La mise en scène de Prachya Pinkaew se révèle elle aussi beaucoup moins démonstrative que dans
Ong Bak. Dans l'œuvre précédente, le réalisateur gardait presque une distance avec les combattants afin de mieux nous laisser apprécier les techniques de Muay Thaï. Dans
L'Honneur du Dragon, il est temps d'impliquer le spectateur, de le plonger au cœur de ces affrontements, de lui faire serrer les dents lorsque les os se brisent. Finis les ralentis abusifs, les plans repassés trois fois d'affilée, le montage se veut ici plus percutant, les angles de vue plus saisissants, et les bruitages sont mis à contribution pour faire ressortir pleinement l'impact de chaque coup. Il en est de même pour les éléments du décor, utilisés parfois à des fins esthétiques comme c'est le cas dans ce combat étourdissant sous la pluie avec le Capoeiriste, véritable tourbillon de corps en mouvements. Avec ses couleurs chaudes et saturées, l'image entièrement numérique de
L'Honneur du Dragon s'avère d'ailleurs plus soignée que ne l'était celle de
Ong Bak.
Le réalisateur Prachya Pinkaew s'autorise aussi quelques expériences de mise en scène fort sympathiques, parmi lesquelles la plus frappante reste le fameux plan-séquence de 3min51 qui voit Kham partir du rez-de-chaussée d'un grand escalier en colimaçon pour arriver au dernier étage d'un bâtiment.
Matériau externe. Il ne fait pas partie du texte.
PR #2879, opened 2022-01-14
feat(maven): Configurable Maven CLI options

### LINKED ISSUE #1332: Configurable maven options
When a maven build is triggered, it shows transfer when downloading artifacts, we should make it configurable i.e. by letting user to define global maven options

```yaml
  kind: IntegrationPlatform
  metadata:
    labels:
      app: camel-k
    name: camel-k
  spec:
    build:
      maven:
        options:
          - "--no-transfer-progress"
          - "-V"
```

astefanutti:
Fixes #1332.

It also fixes an assertion in the `maven_ca_secret_test.go` e2e test.

**Release Note**
```release-note
feat(maven): Configurable Maven CLI options
```


pkg/apis/camel/v1/maven_types.go
```diff
@@ -43,6 +43,8 @@ type MavenSpec struct {
 	// The Maven build extensions.
 	// See https://maven.apache.org/guides/mini/guide-using-extensions.html.
 	Extension []MavenArtifact `json:"extension,omitempty"`
+	// The CLI options that are appended to the list of arguments for Maven commands.
```
squakez, line 46: Maybe we can include an example of the expected configuration, so, it will be automatically documented in the API

squakez (approved):

pkg/apis/camel/v1/maven_types.go
astefanutti: Right, good idea, let me add it.

oscerd (approved):

pkg/apis/camel/v1/maven_types.go
astefanutti: I've re-pushed with an example and the link to the Maven CLI options reference.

Les adversaires surgissent de partout, la caméra se place tour à tour aux côtés de Tony Jaa pour le perdre de vue ensuite, suivre la trajectoire d'adversaires balancés par-dessus bord, entrer dans une pièce, revenir dans l'escalier, suivre à nouveau Tony Jaa… Le côté jeu vidéo de la séquence est pleinement assumé, conférant une dimension carrément ludique au parcours de Kham. On retrouve ce côté jeu vidéo dans la structure extrêmement linéaire du film qui est régulièrement ponctué par les entrées en scène d'ennemis parfois très
comic-book (des catcheurs redoutables, un transsexuel armé d'un fouet...). Rien ne peut arrêter le personnage de Tony Jaa, pas même les dizaines d'hommes qui lui tombent dessus quelques minutes plus tard au cours d'une bagarre très violente qui utilise habilement le hors champ pour laisser venir ces innombrables adversaires tous de noir vêtus.
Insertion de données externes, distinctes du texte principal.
PR #2932, opened 2022-01-24
chore: remove deprecated code in pre 1.6 releases

### LINKED ISSUE #2751: Remove deprecated code
We have a few deprecated things around the code we may fix in the next releases:

- [x] Remove older config flags (ie, `secret`, `configmap` and `property-file` flag)
- [x] Remove `DeprecatedConfigMap` in `master` addon trait
- [x] Remove `Timeout` in `MavenSpec`
- [x] Remove `Kit` from `IntegrationSpec`
- [x] Remove `Flow` from `KameletSpec`
- [x] Remove `NewFilteredSharedInformerFactory`

@astefanutti @nicolaferraro can you please confirm we should be fine removing all this stuff?

squakez:
Closes #2751

**Release Note**
```release-note
chore: remove deprecated code in pre 1.6 releases
```


oscerd (approved):

davsclaus (approved):

astefanutti (approved):

squakez:
Just figured out that, for some reason, when we update the kamelet definition, then, both `.flow` and `.template` will be left, causing the failure. Likely the same as https://github.com/openshift-integration/kamelet-catalog/pull/223#issuecomment-1029855370

squakez:
Issue reported in https://github.com/apache/camel-k/issues/2988

squakez:
Hey @christophd, I think the Yaks test is failing because there is some adjustment to make on Yaks configuration to be able to marshal Kamelets with `.spec.template` instead `.spec.flow`. Can you please have a look?

christophd:
@squakez thanks for taking care of it already

squakez:
Hey @christophd do you mind having a look at the failing tests? It seems that the new Yaks version is not running as expected, as I see installation failures. Can you suggest is there is some additional change to perform to move to the new version?

christophd:
@squakez but that is why we are using pinned snapshot version that is released via nightly build. let me check the YAKS installation command in the workflow.

squakez:
> @squakez but that is why we are using pinned snapshot version that is released via nightly build. let me check the YAKS installation command in the workflow.

I know, but it would be okey if we only use the CLI. The operator installation procedure, likely fallback to a `-SNAPSHOT` suffix which does not exist.

christophd:
YAKS install issue tracked in https://github.com/citrusframework/yaks/issues/392

squakez:
I think we're almost done with this. There is still some error with Yaks test. I am not able to understand why it is failing. @christophd do you mind having an expert look?

squakez:
Test failure related to #3055

PR #2964, opened 2022-01-31
fix(cli): Kamel CLI zero-code exists when trait properties validation fails

astefanutti:
**Release Note**
```release-note
fix(cli): Kamel CLI zero-code exists when trait properties validation fails
```


oscerd (approved):

squakez (approved):

squakez:
We should backport in `1.8.x` as well

PR #3660, opened 2022-09-20
fix(#3657): Use OPERATOR_ID EnvVar consistently

christophd:
The code base was using both `KAMEL_OPERATOR_ID` and `OPERATOR_ID` as environment setting to identify the operator id. This caused problems after OLM based installation as `KAMEL_OPERATOR_ID` has been missing. Simplify things by using only `OPERATOR_ID` as EnvVar setting. Still support `KAMEL_OPERATOR_ID` when reading the operator id from environment settings for backward compatibility reasons.

**Release Note**
```release-note
Fix: Remove KAMEL_OPERATOR_ID EnvVar in favor of using OPERATOR_ID EnvVar consistently
```

Issue #3657, opened 2022-09-19
OLM installtion needs to set KAMEL_OPERATOR_ID EnvVar


christophd:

Et à côté de toute cette brutalité sauvage, cette histoire d'éléphants. S'il y a un aspect surprenant dans
L'Honneur du Dragon, c'est le contraste saisissant entre la violence du film et l'extrême naïveté du propos. Ce dernier est-il insuffisant ? Peut-être si l'on attend le chef d'œuvre ultime du cinéma d'action. Il est certain que
L'Honneur du Dragon ne se perd pas en détours scénaristiques : tout comme le personnage n'a qu'un but, retrouver ses éléphants, le film semble suivre une optique unique, celle de parvenir à son dénouement. D'autre part, il ne s'agit même plus de sauver un village entier, le but de Kham repose sur des valeurs simples. Et cette simplicité est mise en opposition avec la corruption de l'organisation cynique coupable du kidnapping, une manière d'opposer par la même occasion la ville et la campagne. Titre original du film, "Tom Yum Goong" est le nom d'un plat traditionnel thaïlandais très connu, c'est le nom du restaurant que Kham va dévaster pour retrouver ces animaux sacrés selon la culture thaïlandaise et traités ici comme du bétail. Le fait que la quête de Kham consiste à secourir des éléphants, animaux sacrés avec lequel les personnes issues de la campagne semblent familières (l'idée est venue de l'expérience de l'acteur lui-même, qui a grandi avec des éléphants), a paradoxalement une portée plus forte que s'il s'agissait de sauver une fiancée en détresse, un propos qui aurait été trop banal. La question sera de savoir si l'esprit des Occidentaux, habitués à des emballages plus sophistiqués, sera capable d'apprécier une histoire reposant sur des valeurs aussi élémentaires que le lien qui unit Kham à ses éléphants, fondée sur une quête aussi dénuée de toute justification économique. A chacun de se faire son opinion selon sa propre sensibilité.

En tous les cas, si le scénario de
L'Honneur du Dragon sera apprécié différemment selon les attentes, l'action est bel et bien au rendez-vous et tient largement ses promesses puisque les combats monumentaux surpassent de loin ceux de
Ong Bak sans les imiter. La maîtrise incontestable de la mise en scène dont fait cette fois preuve Prachya Pinkaew, révélation de
L'Honneur du Dragon, laisse présager du meilleur pour
Sword, sa prochaine collaboration avec Tony Jaa, film actuellement en production et que l'on attend non sans une certaine impatience.